Founder cell configuration drives competitive outcome within colony biofilms

AbstractBacteria typically form dense communities called biofilms, where cells are embedded in a self-produced extracellular matrix. Competitive interactions between strains within the biofilm context are studied due to their potential applications in biological, medical, and industrial systems. Combining mathematical modelling with experimental assays, we reveal that the spatial structure and the competitive dynamics within biofilms are significantly affected by the location and density of founder cells.

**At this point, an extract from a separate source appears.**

PR #1095, opened 2019-06-18
fix: use path from request chain (#1094)

### LINKED ISSUE #1094: apiusagemonitoring is using modified path from response chain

Using an isogenic pair of Bacillus subtilis strains, we show that the observed spatial structure and relative strain biomass in a mature biofilm can be mapped directly to the locations of founder cells. Moreover, we define a predictor of competitive outcome that accurately forecasts relative abundance of strains based solely on the founder cells’ access to free space. Consequently, we reveal that variability of competitive outcome in biofilms inoculated at low founder density is a natural consequence of the random positioning of founding cells in the inoculum. Extending our study to non-isogenic strain pairs of B. subtilis, we show that even for strains with different antagonistic strengths, a race for space remains the dominant mode of competition in biofilms inoculated at low founder densities. Our results highlight the importance of spatial dynamics on competitive interactions within biofilms and hence to related applications.